Thomas Dermody (1775-1802) was an Irish poet. He wrote under pseudonyms including Mauritius Moonshine, and Marmaduke Myrtle.

==Life==
Dermody was born in Ennis. He was scholarly but lived hard, and made little of his life. He spent some time as a soldier. He had the genius of a poet, and wrote fairly good poetry;but his genius was not enough. He lived for 27 years, half his life a promising boy and half a ne'er-do-well. His promise brought him, generous patrons, in his early days in Ireland, but he scorned the hand that fed him, denied the friends who would have nursed his genius, and ran away to England to keep bad company. Friend after friend he gained and lost. Patron after patron he abused. They clothed and cleaned him and made him presentable, but he would drink himself to nakedness and rags and behave like a brute. Such from day to day and year to year was his life, and in the end he drank himself to death and perished in a miserable cottage near Lewisham. He was filled with conceit and a slave to his desires, but the lines that are fading away on the stone above his grave show that he was a poet. He is buried in the churchyard of St. Mary's church Lewisham.
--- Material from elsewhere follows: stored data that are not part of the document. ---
PR #6698, opened 2026-09-17
feat(harness): multi-seat research loop over our own Claude Code config, plus the hook-layer cures it found

Balizero1987:
## What this is

A research loop whose only subject is THIS harness, and the first cures it found. The fleet owns a dozen frontier seats and a large Claude Code surface — **64 registered hook handlers** (48 in settings + 16 from enabled plugins), 57 agent definitions, 37 skills — and nobody had ever asked those seats what the surface should look like. The config had only grown by accretion: every scar added a hook, no round ever removed one.

## The loop

`scripts/cc_meta_research_loop.py` — probe live seats → fan out one question under a **different lens per seat** → harvest atomic proposals that each carry a falsifying command → grade every proposal with a seat that **did not author it**. Two lens sets (`default`, `hooks`).

Two properties worth naming:
- It **never executes** a model-authored verification command. A shell string run by the tool that asked for it is an injection channel; the commands are printed for a human or an Opus session.
- It **states its own grading regime**. With 3+ seats: INDEPENDENT. With 2: RECIPROCAL, not independent. With 1: it refuses to grade. This exists because codex emitted a single reason that got stamped onto 8 verdicts, which then read as if they had been earned.

`--lens-set hooks` also builds a static inventory of every registered hook: registrations, timeout, exit codes, whether it reads the transcript, whether it spawns, whether it emits a decision or only context.

## The cures in this PR

| file | cure |
|---|---|
| `scripts/arsenal_probe.py` | `probe_claude` passes `--restricted`. Without it the probe cost 55-90k input tokens and the reply was about the fleet mailbox the global hooks inject, so the classifier never found PONG and a **live seat read UNKNOWN_ERR**. With it: 15.5k tokens and `PONG`. |
| `infra/claude-hooks/mailbox_inject.py` | `MAX_MESSAGES_PER_FIRE` 3→2, `MAX_MESSAGE_BYTES` 8000→3000 — a fire now stays inside the documented 10k `additionalContext` cap instead of potentially tripling it. |
| `infra/claude-hooks/config_change_fork_guard.py` | New `ConfigChange` hook: superscar #1 (HOME-fork drift) was cured by a linter someone had to remember to run; this arms it at the moment the fork is born. Advisory, never blocks, hashes only — never content. |
| `scripts/cc_context_cost_report.py` | Per-machine context cost from the transcripts on disk (`/usage` only answers for the session you are in; no OTEL collector exists here). Reads only the `usage` object. |
| `.claude/settings.json` | Registers the `ConfigChange` hook from `${CLAUDE_PROJECT_DIR}`, so the script lives only in the repo and cannot become a HOME fork of itself. |

## Measured, not assumed

- M5, last 4 days: **47,493 turns, 10.35 billion context tokens read, 217,824 per turn** on average.
- `claude -p "Reply with exactly: PONG"` (4 useful tokens) cost **90,627 input tokens** and answered the mailbox; with `--restricted`, **15,511** and `PONG`.
- `guardrails-client.sh`'s Tier-3 "fail-closed" branch ended in `exit 1` — a non-blocking error for a PreToolUse hook. Its fail log shows **28 firings**, i.e. 28 times it printed "Tool_use blocked" and blocked nothing. (Cured in HOME this session; that file is not a declared pair.)
- `guilt/innocence` on the new hook: a drifted declared pair is named, an aligned pair is silent, the probe file was restored byte-identical.

## Bites

**CONSUMER**: this machine's own sessions and the arsenal probe — both ship in this PR.
**OBSERVATION**, made before reporting the work done: `arsenal_probe --seats claude` now prints `claude LIVE | PONG` where it printed `UNKNOWN_ERR`; one Bash call fires **14** hook handlers instead of 16, **4 of them async** (10 blocking, was 16); `settings.json` has no hook timeout above 600s and none missing (33 were silently inheriting the 600s default); `claude -p` emits **0** permission-wildcard warnings where it emitted 21.

## Not in this PR, on purpose

The full list of 25 interventions with the proof each one needs is in `research/agent-craft/cc-meta-loop/BACKLOG.md`. `S1` (enable the OS sandbox) is deliberately left OPEN: it is the one row the official docs care most about, and it is not something to switch on while four sessions are mid-campaign on this machine.


Balizero1987:
Superseded by #6700 for the hook cures, and by a successor still to be opened for the research loop itself (floor 3 — requires an Evidence Pack Gear-3, not yet prepared).

This PR's three reds were deterministic and are classified here for the record:
1. R1 adversarial review — frontmatter missing on the research artifacts. Cured on `agent/air-m5/infra/cc-meta-loop-v2`.
2. guard-conformance C1[hooks] — the new `ConfigChange` hook was not registered in the census. Cured and shipped in #6700.
3. Harness floor recompute — floor==2 via the SIZE term, with no `evidence/brief.yml` backing it. Needs a Gear-3 Evidence Pack before the research-loop content itself can ship; that follow-up PR is not yet open.

Closing this one rather than carrying it forward, so each concern ships (or waits) on its own branch.

PR #6719, opened 2026-09-17
fix(mouth): open client documents that have no google_drive_file_url

SubBZ2026:
Client Documents tab: every document with a Drive file can now be opened (file name link + View), including portal uploads that previously had no way to open.

# Insight

The row was not missing a link — it was hiding one. `DocumentsTab.tsx` rendered "View" only when `google_drive_file_url` was set, and the client-portal upload path never writes that column (it writes `file_id` + `file_url`). Every document a client uploaded through the portal therefore showed only "Edit".

# Studio

## Source / Reference

- `apps/mouth/src/app/(workspace)/clients/[id]/components/DocumentsTab.tsx` — the row, gated on `doc.google_drive_file_url`.
- `apps/backend-rag/backend/services/portal/_mixins/documents.py:676` — portal INSERT: `file_id, file_url`, no `google_drive_file_url`.
- `apps/backend-rag/backend/app/routers/crm_enhanced_documents.py:902` and `services/intake/writer.py:755` — CRM and intake INSERTs write all three columns (why team uploads did open).
- `apps/backend-rag/backend/app/routers/crm_enhanced_documents.py:73` — `GET /api/crm/clients/{id}/documents` returns `file_id`, `file_url`, `google_drive_file_url`.
- `apps/backend-rag/backend/app/routers/documents_proxy.py:421` — `GET /api/documents/proxy/{file_id}`, serves `Content-Disposition: inline` with the Drive mime type; already used by `ImmigrationTab`, `FamilyTab`, `PassportCard`.

## Methodology

1. Located the row component on `origin/main` and read its render condition.
2. Enumerated every `INSERT INTO documents` in the backend and compared the URL columns each writes.
3. Read the proxy endpoint end to end (authorization + response headers).
4. Implemented a frontend-only resolver, wrote tests, and ran the new render tests against the old component to confirm they fail there.

## Raw Observations

- Portal `file_url` is a Drive `webViewLink` (`https://drive.google.com/file/d/{id}/view`), or `null` for the QA sink.
- New `getDocumentOpenUrl(doc)` in `components/utils.ts`: `file_id` first, then the id inside `google_drive_file_url` / `file_url` **only if that URL is a Drive URL**, otherwise `null`.
- Row: file icon + name link to `/api/documents/proxy/{id}` (`target="_blank" rel="noopener noreferrer"`, `aria-label="Open <name>"`, visible focus ring; the icon link is `tabIndex=-1` so the row costs one tab stop); "View" gets an eye icon and `aria-label="View <name>"`; when nothing resolves, the row shows "File tidak tersedia". No spinner: the new tab carries the load.
- `AiSummaryCard` / the "Documents (AI) not generated yet" banner is untouched.
- Verification (local, worktree on `origin/main` 4d383a987f):
  - `vitest run` new `DocumentsTab.test.tsx`: 8/8 pass; against the **old** `DocumentsTab.tsx`: 2 render tests fail (proves they bite).
  - `vitest run src/app/(workspace)/clients/[id]`: 11 files, 99 tests pass.
  - `tsc --noEmit`: rc 0. `eslint` on changed files: 0 errors. `prettier --check`: clean.

## Reasoning Path

Routing everything through the proxy (instead of the raw `webViewLink`) keeps one path for all upload sources, avoids Drive's per-user sharing prompt for staff without direct Drive access, and matches the other client tabs. `file_id` is preferred because it is what the proxy registry checks (`documents.file_id`); parsing URLs is only a fallback for legacy rows. URL parsing is restricted to Drive hosts so a `/d/` or `?id=` inside an unrelated URL is never treated as a file id. The existing `Modal` is a form modal (Save/Cancel), so preview opens in a new tab rather than forcing a modal.

## Risk / Implication

- **Client 12480's data was not verified from the database.** The prod read-only Postgres credential is not available on the machine that built this, so the claim "these five documents are portal uploads with `file_id` set and no `google_drive_file_url`" is inferred from the write paths, not observed. If those rows have no `file_id` and no Drive URL at all, they will now show "File tidak tersedia" instead of opening — a data problem, not fixed here.
- **Proxy authorization (checked, not changed):** `GET /api/documents/proxy/{file_id}` requires an authenticated user and a `file_id` registered to *some* client/company (or inside a registered client folder). It does **not** check that the caller has access to the client that owns the document; `documents_proxy.py` documents this as a known open gap (only ~17% of clients carry `assigned_to`). The list endpoint does use `verify_client_access`. This PR adds no new endpoint and no new bypass, but it does surface proxy links for more documents (every portal upload). Backend is intentionally untouched here.
- Frontend-only; no API contract change.

# Recommendation

Merge as a frontend fix. Track the per-client authorization gap on the proxy separately (it needs the `assigned_to` backfill decision first). Optionally, backfill or write `google_drive_file_url` on portal uploads later for consistency — not required by this fix.

# Next Action

1. After deploy, on kita.balizero.com `/clients/12480` → Documents: each of the 5 rows shows a linked file name and "View" (eye); clicking opens the file inline in a new tab; Tab key reaches name link → View → Edit with a visible focus ring.
2. If any row shows "File tidak tersedia", check that row's `file_id` / `file_url` in the DB (read-only) and report it as a data issue.
3. Follow-up (separate issue, not this PR): per-client authorization on `GET /api/documents/proxy/{file_id}` — gate the caller on access to the client that owns the document, after the `assigned_to` backfill decision.

Bites: consumer = a team member opening the Documents tab of client_id 12480 on kita.balizero.com; observation = after deploy, clicking the file name or "View" on a portal-uploaded document returns 200 from `/api/documents/proxy/{file_id}` and renders the file in a new tab (before this PR the row had only "Edit").


Balizero1987 (approved):
good to go

PR #202, opened 2021-08-12
Remove unrelated comments from `ConstNode`

dvandersluis:
Looks like `ConstNode` was copied from `BlockNode` and left some unrelated comments.


marcandre:
Thanks 👍

PR #205, opened 2021-08-24
Make class, module, and struct definitions aware of numblock

koic:
This PR makes class, module, and struct definitions aware of numblock.


marcandre:
Looks good.

If this comes up a lot, we should consider supporting `(gen_block ...)` or something...

marcandre:
Released 1.11.0

koic:
Great! Thanks!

Among his patrons were Dr. Houlton, of Trinity College, the actor Mr. Owenson, the schoolmaster Rev. Gilbert Austin (who in 1789 published a volume of Dermody’s poems at his own expense), a Mr. Atkinson and finally the Dowager Countess of Moira.

==Works==
Dermody published two books of poems, which after his death were collected as The Harp of Erin. Some 56 of his sonnets being published in various works, from his first 1789 collection Poems to those published in 1792, with a few posthumously published verses in the biography by James Grant Raymond. Samuel Taylor Coleridge took an interest in some of his verse which had been included in the literary magazine The Anthologia Hibernica.